Detecting The Corruption Of Online Questionnaires By Artificial Intelligence
Benjamin Lebrun, Sharon Temtsin, Andrew Vonasch, Christoph Bartneck
TL;DR
The study investigates the threat posed by AI-generated text to data quality in online questionnaires using crowd-sourcing. Employing a within-subjects design, it compares human- and AI-authored justifications (via ChatGPT and Undetectable.AI) across readability, perceived quality, and an imitation-game task, complemented by automated detectors. Humans detected AI authorship at about 76% accuracy, while automatic detectors performed near chance, and obfuscation tools further degraded detector reliability. The findings highlight that platform-level safeguards are essential for maintaining data integrity in online research, given the limitations of both human reviewers and current AI-detection systems. The work underscores the replication crisis context and calls for systemic solutions beyond individual-level checks to mitigate AI-assisted fraud in crowdsourced studies.
Abstract
Online questionnaires that use crowd-sourcing platforms to recruit participants have become commonplace, due to their ease of use and low costs. Artificial Intelligence (AI) based Large Language Models (LLM) have made it easy for bad actors to automatically fill in online forms, including generating meaningful text for open-ended tasks. These technological advances threaten the data quality for studies that use online questionnaires.

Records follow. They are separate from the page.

PR #4168, opened 2022-09-13
Updated instructions for installation on Google Cloud Run

### LINKED ISSUE #4177: Google Cloud Run instructions are wrong in docs
Google Cloud Run instructions are wrong in docs

kesarwam:
Updated instructions for installation on Google Cloud Run.

Fix #4177


iddoavn (approved):

docs/deploy/gcp.md
```diff
@@ -59,21 +59,71 @@ For example, if you install lakeFS on GKE, you need to deploy the SQL Auth Proxy
...
+   spec:
+     template:
+       metadata:
+         annotations:
+           autoscaling.knative.dev/maxScale: '5'
+           run.googleapis.com/client-name: cloud-console
+           run.googleapis.com/cloudsql-instances: [POSTGRES_INSTANCE_NAME]
+       spec:
+         containers:
+         - image: gcr.io/lakefs/treeverse/lakefs@sha256:18be2f7e86f7572160909b7dcae2e50be5704cb174eeaf4fb61274def3536009
```
nopcoder, line 80: This is internal repository in our cloud - we need to address using lakeFS under Google Cloud Run as it will not accept the one we use from docker hub.
So this one will not work for the end-user - unless they will push our image to their repository and use their address here.

docs/deploy/gcp.md
```diff
@@ -59,21 +59,71 @@ For example, if you install lakeFS on GKE, you need to deploy the SQL Auth Proxy
...
+           ports:
+           - name: http1
+             containerPort: 8000
+           env:
+           - name: LAKEFS_BLOCKSTORE_TYPE
+             value: gs
+           - name: LAKEFS_BLOCKSTORE_GS_CREDENTIALS_JSON
+             value: '[YOUR SERVICE ACCOUNT JSON STRING]'
```
nopcoder, line 88: Use secrets or other mechanism to pas the credentials - but not environment vars.

docs/deploy/gcp.md
```diff
@@ -59,21 +59,71 @@ For example, if you install lakeFS on GKE, you need to deploy the SQL Auth Proxy
...
+           - name: LAKEFS_DATABASE_CONNECTION_STRING
+             value: [DATABASE_CONNECTION_STRING]
+           - name: LAKEFS_STATS_ENABLED
+             value: 'false'
```
nopcoder, line 92: Please remove this one

docs/deploy/gcp.md
```diff
@@ -59,21 +59,71 @@ For example, if you install lakeFS on GKE, you need to deploy the SQL Auth Proxy
...
+           - name: INSTANCE_CONNECTION_NAME
+             value: [POSTGRES_INSTANCE_NAME]
+           - name: CLOUD_SQL_CONNECTION_NAME
+             value: [POSTGRES_INSTANCE_NAME]
+           - name: LAKEFS_AUTH_ENCRYPT_SECRET_KEY
+             valueFrom:
+               secretKeyRef:
+                 key: '2'
+                 name: [ENCRYPTION_SECRET_KEY]
```
nopcoder, line 101: You need to explain how this one will work - we reference a secret here but, we need to add it first

docs/deploy/gcp.md
```diff
@@ -59,21 +59,71 @@ For example, if you install lakeFS on GKE, you need to deploy the SQL Auth Proxy
...
+
+   <img src="{{ site.baseurl }}/assets/img/gcp_1.png" alt="Google Cloud Run UI" />
+
+1. Enter "allUsers" in "New principals" column, select "Cloud Run Invoker" role and save:
+
+   <img src="{{ site.baseurl }}/assets/img/gcp_2.png" alt="Add principals and roles" />
+
+1. Select service name to go to service details and click on the URL to go to lakeFS UI:
+
+   <img src="{{ site.baseurl }}/assets/img/gcp_3.png" alt="lakeFS URL" />
```
nopcoder, line 126: 1. Need to explain what we are doing not just what to do.
2. We explain how to do the above operations using `gcloud` - we should instruct the user also the following using gcloud and not switching to the UI.

nopcoder (changes requested):

docs/deploy/gcp.md
kesarwam: @nopcoder What instructions do customers need to push lakeFS image to their repository and use their address here? I reviewed GCP Container Registry. I can view our images but can't create new image to figure this out.

Can we make our image public? I saw this info under Settings in Container Registry UI:
"You can make the images under a Container Registry host accessible to the public. This allows users to pull images without authentication. The project will still be charged for Cloud Storage network usage."

docs/deploy/gcp.md
kesarwam: @nopcoder
Should it be like this:
           - name: LAKEFS_BLOCKSTORE_GS_CREDENTIALS_JSON
             valueFrom:
               secretKeyRef:
                 name: [YOUR_SERVICE_ACCOUNT_JSON_STRING_SECRET_KEY]

Also, do we have to provide gcloud CLI command to create secrets or should we leave up to customer's GCP admin to handle this?

docs/deploy/gcp.md
kesarwam: @nopcoder 
Do we have to provide gcloud CLI command to create secrets or should we leave up to customer's GCP admin to handle this?

You had provided me installation instructions for Google Cloud Run. What does `key: '2'` mean here? Is it version # for the key.

docs/deploy/gcp.md
kesarwam: @nopcoder 
You had provided me installation instructions for Google Cloud Run. I am just documenting it. Do you have `gcloud` command for this?

docs/deploy/gcp.md
nopcoder: Our docker image is public and published under DockerHub. But Google Cloud Run requires to use GCP Container Registry. I pushed one of the lakeFS docker images manually to the GCP registry in order to use it. It is not a valid solution to make the specific version public - we need to have a release process to publish to such image or instruct to use how to push one of the current images to google. (first option is preferred).

docs/deploy/gcp.md
nopcoder: @kesarwam This is the syntax (missing 'key' property). But, you will need to instruct (documentation or commands) to add the value of the service account as secret. So, the name as the value of '[YOUR_SERVICE_ACCOUNT_JSON_STRING_SECRET_KEY]' is not right. We like to pull it from the secrets.

docs/deploy/gcp.md
nopcoder: @kesarwam I prefer full instructions that works, we do not require the use to have the same names and conventions but it will be a lot easy to follow instructions from start to end that will work. This is also why I had a comment about switching to the UI to perform operations that probably can be done from 'gcloud' cli.

I provided you a way to deploy my lakeFS as a service - The key (2) is my second version of the secret I used to deploy. Key is required based on the docs.

docs/deploy/gcp.md
nopcoder: @kesarwam The instructions I gave you can't go directly to documentation, if you remember I specified when we talked what the database connection is environment and should be secret. And that I've uploaded an image to google to make it work. Documenting the process need to generalize and give instructions that explain how the same process works for all.

If you have instruction and they will work for other people, they are good instructions - the above key, image, account will work only on our environment as these are the instructions I gave you.

nopcoder (changes requested):
Added my answers

nopcoder:
@kesarwam is this still relevant? can close?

This study tested if text generated by an AI for the purpose of an online study can be detected by both humans and automatic AI detection systems. While humans were able to correctly identify authorship of text above chance level (76 percent accuracy), their performance was still below what would be required to ensure satisfactory data quality. Researchers currently have to rely on the disinterest of bad actors to successfully use open-ended responses as a useful tool for ensuring data quality. Automatic AI detection systems are currently completely unusable. If AIs become too prevalent in submitting responses then the costs associated with detecting fraudulent submissions will outweigh the benefits of online questionnaires. Individual attention checks will no longer be a sufficient tool to ensure good data quality. This problem can only be systematically addressed by crowd-sourcing platforms. They cannot rely on automatic AI detection systems and it is unclear how they can ensure data quality for their paying clients.